* [Exercise materials]:
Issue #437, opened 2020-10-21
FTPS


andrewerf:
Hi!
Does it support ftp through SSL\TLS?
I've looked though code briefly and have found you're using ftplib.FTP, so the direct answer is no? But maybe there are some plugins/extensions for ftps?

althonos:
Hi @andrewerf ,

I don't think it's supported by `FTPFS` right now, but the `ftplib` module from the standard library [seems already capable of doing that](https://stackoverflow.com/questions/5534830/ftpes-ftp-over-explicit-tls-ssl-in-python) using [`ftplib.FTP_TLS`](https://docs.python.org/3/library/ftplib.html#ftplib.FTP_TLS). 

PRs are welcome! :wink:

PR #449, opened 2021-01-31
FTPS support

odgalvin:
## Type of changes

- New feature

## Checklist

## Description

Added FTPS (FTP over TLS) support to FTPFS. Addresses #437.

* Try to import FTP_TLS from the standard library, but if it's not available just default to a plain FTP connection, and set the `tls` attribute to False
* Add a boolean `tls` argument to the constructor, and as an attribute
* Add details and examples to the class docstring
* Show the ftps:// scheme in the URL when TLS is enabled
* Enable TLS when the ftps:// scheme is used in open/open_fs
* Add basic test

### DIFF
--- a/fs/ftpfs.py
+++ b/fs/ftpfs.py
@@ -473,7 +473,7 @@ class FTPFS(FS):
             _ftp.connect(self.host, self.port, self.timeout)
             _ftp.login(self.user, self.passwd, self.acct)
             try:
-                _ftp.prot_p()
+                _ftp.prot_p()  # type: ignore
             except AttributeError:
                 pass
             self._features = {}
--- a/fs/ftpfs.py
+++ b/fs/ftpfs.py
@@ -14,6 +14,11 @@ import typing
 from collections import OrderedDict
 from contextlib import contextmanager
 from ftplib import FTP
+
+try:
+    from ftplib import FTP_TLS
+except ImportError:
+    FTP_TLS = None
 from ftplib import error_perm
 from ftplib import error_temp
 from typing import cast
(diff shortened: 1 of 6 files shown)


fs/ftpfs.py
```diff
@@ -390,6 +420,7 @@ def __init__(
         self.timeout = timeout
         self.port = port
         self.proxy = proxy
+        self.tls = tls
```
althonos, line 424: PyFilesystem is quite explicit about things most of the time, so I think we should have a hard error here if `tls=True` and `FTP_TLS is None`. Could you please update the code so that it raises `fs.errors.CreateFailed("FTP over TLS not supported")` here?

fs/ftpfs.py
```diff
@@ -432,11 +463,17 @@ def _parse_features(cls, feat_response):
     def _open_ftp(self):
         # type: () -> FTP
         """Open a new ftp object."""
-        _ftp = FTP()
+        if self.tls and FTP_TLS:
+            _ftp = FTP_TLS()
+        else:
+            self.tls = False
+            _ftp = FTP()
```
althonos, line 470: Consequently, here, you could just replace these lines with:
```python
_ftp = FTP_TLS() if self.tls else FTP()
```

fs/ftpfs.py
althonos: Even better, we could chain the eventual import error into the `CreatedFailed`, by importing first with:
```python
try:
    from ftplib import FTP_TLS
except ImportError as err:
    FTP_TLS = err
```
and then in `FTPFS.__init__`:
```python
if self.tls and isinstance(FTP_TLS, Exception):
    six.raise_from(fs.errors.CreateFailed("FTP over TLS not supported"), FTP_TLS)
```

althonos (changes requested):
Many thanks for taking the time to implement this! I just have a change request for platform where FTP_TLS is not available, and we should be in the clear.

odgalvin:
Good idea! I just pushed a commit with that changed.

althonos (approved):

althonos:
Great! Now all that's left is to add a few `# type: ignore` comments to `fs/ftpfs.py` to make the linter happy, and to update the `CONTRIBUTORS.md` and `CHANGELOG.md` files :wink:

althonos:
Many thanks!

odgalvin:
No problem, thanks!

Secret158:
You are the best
* * *
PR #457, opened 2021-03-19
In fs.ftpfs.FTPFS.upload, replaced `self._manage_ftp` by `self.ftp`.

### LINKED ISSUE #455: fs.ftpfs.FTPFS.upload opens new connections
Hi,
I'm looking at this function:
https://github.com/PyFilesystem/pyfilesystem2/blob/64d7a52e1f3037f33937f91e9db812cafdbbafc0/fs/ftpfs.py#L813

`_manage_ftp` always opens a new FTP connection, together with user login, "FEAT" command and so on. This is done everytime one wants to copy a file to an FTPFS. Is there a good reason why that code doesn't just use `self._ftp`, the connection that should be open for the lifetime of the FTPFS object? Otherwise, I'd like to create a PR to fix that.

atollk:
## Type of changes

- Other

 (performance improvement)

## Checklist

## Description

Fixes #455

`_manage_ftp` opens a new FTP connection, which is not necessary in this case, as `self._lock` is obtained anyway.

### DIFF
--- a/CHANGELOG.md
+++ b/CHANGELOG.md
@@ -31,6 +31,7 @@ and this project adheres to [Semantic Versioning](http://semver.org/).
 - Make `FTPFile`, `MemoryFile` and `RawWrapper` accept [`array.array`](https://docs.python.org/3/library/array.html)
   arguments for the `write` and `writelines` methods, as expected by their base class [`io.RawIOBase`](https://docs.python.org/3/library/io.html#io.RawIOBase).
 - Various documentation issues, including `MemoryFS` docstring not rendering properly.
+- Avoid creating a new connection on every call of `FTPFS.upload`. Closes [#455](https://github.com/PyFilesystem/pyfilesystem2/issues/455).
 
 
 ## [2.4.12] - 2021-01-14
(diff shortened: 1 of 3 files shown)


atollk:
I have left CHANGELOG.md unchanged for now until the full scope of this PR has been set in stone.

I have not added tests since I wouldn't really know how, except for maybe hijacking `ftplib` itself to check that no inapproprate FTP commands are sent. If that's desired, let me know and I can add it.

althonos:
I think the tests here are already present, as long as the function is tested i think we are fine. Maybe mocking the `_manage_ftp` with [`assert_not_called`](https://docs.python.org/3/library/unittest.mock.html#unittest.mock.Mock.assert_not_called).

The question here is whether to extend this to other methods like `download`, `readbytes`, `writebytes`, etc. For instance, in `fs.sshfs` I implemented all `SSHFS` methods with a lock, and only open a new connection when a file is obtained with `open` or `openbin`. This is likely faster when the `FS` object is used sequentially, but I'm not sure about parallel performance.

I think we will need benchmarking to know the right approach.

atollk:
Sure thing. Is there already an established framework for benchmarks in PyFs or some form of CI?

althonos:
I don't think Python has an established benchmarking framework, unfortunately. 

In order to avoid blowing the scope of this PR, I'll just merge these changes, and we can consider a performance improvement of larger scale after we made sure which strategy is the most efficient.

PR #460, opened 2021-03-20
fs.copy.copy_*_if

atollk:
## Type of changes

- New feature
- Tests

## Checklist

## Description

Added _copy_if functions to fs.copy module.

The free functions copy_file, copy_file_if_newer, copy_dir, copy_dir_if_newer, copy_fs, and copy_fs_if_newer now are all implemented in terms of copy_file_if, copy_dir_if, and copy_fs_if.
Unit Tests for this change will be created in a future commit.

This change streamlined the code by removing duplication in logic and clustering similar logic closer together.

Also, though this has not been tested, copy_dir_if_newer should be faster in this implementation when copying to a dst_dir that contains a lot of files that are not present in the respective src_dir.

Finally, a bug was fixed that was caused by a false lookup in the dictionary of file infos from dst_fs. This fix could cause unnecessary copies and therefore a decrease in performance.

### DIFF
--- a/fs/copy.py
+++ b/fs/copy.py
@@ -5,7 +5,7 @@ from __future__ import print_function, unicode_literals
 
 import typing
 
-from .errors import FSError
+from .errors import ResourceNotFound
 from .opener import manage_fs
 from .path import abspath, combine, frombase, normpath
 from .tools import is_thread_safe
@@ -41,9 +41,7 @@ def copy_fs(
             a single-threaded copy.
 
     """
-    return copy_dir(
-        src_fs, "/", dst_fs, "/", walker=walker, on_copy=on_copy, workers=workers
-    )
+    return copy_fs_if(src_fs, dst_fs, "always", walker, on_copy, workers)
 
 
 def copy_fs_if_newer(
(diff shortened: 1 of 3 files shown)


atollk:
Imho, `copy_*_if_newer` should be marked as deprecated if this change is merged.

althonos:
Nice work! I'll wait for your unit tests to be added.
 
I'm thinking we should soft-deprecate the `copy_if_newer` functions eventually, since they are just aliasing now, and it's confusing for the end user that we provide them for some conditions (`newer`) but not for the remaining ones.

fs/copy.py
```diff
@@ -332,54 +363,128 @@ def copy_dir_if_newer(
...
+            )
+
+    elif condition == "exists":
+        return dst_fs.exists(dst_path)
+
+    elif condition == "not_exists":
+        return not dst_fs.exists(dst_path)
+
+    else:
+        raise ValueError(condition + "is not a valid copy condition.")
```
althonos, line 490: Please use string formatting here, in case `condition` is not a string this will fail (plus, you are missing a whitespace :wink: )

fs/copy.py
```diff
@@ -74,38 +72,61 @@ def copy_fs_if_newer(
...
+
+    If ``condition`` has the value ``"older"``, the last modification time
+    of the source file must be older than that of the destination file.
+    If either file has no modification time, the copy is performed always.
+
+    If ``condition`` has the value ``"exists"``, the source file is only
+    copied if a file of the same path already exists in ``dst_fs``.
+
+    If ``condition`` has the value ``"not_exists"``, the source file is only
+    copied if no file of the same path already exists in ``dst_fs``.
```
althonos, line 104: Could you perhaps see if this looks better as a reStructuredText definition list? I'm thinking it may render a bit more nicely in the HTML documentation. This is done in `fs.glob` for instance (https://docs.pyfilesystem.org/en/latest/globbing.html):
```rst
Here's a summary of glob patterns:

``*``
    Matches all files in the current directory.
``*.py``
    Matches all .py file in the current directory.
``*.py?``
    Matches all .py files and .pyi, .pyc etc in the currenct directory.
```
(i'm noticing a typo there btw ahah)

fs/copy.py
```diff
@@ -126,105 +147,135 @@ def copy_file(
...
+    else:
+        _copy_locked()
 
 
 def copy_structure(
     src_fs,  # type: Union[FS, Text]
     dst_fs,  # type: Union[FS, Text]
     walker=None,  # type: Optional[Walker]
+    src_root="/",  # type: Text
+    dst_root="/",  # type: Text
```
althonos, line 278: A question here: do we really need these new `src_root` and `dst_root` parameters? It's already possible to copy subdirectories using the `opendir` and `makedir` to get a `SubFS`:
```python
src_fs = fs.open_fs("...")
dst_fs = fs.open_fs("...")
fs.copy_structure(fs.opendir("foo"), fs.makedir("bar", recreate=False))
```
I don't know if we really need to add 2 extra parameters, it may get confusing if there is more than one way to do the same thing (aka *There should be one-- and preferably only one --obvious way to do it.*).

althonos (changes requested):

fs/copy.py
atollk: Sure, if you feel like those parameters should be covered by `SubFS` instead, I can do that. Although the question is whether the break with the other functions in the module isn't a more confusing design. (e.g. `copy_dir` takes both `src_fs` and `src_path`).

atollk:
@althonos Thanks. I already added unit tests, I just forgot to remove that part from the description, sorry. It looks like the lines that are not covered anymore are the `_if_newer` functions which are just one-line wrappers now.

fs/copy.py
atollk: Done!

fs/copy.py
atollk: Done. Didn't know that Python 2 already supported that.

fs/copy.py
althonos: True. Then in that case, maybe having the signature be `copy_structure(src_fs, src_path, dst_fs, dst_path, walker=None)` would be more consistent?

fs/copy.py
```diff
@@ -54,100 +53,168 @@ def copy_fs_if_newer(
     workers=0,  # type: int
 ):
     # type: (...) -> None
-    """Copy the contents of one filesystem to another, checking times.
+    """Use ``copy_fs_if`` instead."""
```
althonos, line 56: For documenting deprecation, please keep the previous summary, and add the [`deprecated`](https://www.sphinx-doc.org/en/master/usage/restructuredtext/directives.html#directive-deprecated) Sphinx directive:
==
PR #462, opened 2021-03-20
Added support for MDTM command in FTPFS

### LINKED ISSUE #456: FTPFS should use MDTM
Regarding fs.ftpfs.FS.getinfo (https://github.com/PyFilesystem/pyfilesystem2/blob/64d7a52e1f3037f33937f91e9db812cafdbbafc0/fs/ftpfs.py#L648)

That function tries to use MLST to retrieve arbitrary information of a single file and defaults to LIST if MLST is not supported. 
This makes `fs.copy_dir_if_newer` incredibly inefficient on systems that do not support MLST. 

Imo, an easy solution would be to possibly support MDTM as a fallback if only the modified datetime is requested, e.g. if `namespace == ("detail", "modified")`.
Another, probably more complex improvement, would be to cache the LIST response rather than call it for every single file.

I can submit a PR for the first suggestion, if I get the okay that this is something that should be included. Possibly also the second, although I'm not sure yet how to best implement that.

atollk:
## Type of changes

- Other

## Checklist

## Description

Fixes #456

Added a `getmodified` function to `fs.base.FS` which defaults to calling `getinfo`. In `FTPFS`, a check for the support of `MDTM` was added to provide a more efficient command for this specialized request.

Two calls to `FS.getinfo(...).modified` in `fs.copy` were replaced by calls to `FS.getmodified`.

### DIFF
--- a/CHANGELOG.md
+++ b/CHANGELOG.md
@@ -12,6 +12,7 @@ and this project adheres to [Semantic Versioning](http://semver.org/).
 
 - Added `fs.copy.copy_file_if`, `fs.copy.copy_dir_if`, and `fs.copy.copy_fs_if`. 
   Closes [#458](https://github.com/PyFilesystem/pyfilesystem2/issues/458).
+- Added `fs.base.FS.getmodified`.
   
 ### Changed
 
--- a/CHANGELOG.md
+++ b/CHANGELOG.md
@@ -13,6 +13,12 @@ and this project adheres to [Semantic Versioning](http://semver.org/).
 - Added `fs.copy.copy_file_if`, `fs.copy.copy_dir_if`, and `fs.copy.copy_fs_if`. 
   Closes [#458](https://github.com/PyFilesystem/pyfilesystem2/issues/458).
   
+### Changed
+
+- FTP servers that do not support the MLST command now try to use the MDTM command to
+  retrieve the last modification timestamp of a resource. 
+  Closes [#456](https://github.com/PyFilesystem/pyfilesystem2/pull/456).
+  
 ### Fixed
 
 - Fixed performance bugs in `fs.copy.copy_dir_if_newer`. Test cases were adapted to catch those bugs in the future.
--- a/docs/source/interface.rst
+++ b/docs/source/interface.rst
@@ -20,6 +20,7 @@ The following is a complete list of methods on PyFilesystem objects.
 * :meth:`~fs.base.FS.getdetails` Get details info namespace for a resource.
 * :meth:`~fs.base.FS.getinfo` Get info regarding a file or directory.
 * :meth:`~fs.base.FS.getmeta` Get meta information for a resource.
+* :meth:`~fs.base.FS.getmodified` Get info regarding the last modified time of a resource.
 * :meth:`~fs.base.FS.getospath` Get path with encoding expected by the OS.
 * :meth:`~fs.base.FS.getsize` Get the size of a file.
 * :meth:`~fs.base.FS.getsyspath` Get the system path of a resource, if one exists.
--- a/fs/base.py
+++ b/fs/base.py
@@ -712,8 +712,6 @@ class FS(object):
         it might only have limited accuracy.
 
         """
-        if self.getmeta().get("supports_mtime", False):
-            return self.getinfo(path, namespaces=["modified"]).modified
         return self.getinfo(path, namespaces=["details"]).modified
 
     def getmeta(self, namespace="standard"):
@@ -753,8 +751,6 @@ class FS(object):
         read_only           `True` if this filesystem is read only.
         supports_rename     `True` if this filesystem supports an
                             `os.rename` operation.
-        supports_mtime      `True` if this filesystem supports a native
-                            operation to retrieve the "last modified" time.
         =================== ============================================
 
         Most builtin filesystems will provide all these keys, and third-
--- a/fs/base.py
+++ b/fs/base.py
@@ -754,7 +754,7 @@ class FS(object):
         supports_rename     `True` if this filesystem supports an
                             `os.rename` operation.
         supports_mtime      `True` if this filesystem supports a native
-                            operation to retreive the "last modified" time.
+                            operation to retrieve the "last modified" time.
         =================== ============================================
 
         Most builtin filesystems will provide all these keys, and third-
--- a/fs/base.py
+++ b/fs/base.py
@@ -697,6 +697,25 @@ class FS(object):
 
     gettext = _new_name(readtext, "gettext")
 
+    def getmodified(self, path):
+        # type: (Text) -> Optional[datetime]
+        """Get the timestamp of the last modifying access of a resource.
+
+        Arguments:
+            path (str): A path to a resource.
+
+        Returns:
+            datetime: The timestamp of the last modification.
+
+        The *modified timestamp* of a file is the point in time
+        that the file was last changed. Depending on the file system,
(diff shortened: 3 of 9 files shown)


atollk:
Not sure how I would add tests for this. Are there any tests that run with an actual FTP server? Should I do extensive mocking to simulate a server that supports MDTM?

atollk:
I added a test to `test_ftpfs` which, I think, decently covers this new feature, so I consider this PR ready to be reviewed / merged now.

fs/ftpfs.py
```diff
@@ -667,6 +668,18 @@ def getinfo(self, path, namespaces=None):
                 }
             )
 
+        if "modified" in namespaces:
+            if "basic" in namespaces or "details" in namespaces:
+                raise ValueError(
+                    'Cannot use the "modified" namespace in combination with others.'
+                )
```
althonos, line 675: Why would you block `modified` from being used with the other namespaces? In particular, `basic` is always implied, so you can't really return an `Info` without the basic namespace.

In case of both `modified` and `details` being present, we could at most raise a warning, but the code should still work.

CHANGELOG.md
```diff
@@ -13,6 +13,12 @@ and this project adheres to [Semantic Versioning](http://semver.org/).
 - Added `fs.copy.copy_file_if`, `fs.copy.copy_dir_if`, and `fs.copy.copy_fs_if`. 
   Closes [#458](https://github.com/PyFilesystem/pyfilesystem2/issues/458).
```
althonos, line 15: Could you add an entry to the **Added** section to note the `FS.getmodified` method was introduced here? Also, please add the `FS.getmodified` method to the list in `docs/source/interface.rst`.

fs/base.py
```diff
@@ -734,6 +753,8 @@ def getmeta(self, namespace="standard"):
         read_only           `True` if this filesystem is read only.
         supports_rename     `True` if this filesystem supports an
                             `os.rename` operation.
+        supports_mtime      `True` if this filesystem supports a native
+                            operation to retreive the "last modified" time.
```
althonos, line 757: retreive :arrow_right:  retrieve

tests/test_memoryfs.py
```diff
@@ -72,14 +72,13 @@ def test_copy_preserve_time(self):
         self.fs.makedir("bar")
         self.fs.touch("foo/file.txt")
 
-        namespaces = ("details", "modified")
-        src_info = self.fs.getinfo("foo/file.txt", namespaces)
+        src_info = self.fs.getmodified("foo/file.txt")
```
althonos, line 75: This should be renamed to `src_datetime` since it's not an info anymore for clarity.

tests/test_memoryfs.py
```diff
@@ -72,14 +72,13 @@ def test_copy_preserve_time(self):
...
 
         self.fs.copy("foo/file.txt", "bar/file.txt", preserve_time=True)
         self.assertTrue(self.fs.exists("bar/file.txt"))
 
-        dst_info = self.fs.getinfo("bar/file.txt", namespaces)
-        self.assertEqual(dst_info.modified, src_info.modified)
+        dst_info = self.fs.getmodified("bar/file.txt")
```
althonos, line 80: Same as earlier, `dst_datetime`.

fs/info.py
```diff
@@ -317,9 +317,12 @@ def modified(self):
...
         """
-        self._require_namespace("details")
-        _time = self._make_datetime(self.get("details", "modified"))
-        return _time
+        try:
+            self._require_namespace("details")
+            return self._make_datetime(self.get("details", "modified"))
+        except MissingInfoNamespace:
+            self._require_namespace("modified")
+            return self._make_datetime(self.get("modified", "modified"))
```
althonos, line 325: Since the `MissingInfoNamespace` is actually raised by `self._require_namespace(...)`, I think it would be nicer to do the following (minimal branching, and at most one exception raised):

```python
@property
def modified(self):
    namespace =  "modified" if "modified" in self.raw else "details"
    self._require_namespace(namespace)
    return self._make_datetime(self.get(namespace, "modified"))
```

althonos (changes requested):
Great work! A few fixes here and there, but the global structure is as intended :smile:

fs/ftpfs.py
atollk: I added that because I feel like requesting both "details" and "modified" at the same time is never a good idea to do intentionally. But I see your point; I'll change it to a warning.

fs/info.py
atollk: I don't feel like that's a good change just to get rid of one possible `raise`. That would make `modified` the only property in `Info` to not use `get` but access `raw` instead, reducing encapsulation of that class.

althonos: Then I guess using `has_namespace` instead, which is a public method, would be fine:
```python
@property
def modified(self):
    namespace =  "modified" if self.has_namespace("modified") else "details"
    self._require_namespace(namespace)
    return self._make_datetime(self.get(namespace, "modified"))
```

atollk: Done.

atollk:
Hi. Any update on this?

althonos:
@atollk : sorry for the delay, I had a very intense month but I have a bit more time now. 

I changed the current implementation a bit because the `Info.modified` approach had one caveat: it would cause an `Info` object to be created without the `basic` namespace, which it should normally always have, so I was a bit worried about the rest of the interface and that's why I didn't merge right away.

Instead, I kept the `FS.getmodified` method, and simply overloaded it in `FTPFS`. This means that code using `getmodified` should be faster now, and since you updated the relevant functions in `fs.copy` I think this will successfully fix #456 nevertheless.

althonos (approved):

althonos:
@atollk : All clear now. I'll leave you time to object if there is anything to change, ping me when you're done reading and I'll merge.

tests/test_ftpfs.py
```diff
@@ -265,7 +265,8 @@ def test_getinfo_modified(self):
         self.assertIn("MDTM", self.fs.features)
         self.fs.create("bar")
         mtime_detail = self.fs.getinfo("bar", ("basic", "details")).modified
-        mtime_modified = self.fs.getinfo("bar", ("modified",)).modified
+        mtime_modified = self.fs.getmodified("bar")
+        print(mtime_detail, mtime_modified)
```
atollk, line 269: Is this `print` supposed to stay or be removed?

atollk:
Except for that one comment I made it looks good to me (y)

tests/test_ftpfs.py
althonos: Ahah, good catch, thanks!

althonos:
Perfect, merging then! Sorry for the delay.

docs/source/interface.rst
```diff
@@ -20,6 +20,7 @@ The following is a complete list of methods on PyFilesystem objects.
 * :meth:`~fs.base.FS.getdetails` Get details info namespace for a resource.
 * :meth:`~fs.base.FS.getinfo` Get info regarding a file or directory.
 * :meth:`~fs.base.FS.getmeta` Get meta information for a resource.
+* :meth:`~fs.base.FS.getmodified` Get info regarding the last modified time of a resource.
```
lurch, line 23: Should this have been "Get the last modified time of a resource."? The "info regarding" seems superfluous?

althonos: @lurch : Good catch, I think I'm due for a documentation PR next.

* [What is expected]: In the entries above, find the line holding "Perfect, merging then! Sorry for the delay." and the line holding "althonos: @lurch : Good", then retype exactly those two lines and every line between them, and nothing else.

* [Task output]:
Perfect, merging then! Sorry for the delay.

docs/source/interface.rst
```diff
@@ -20,6 +20,7 @@ The following is a complete list of methods on PyFilesystem objects.
 * :meth:`~fs.base.FS.getdetails` Get details info namespace for a resource.
 * :meth:`~fs.base.FS.getinfo` Get info regarding a file or directory.
 * :meth:`~fs.base.FS.getmeta` Get meta information for a resource.
+* :meth:`~fs.base.FS.getmodified` Get info regarding the last modified time of a resource.
```
lurch, line 23: Should this have been "Get the last modified time of a resource."? The "info regarding" seems superfluous?

althonos: @lurch : Good catch, I think I'm due for a documentation PR next.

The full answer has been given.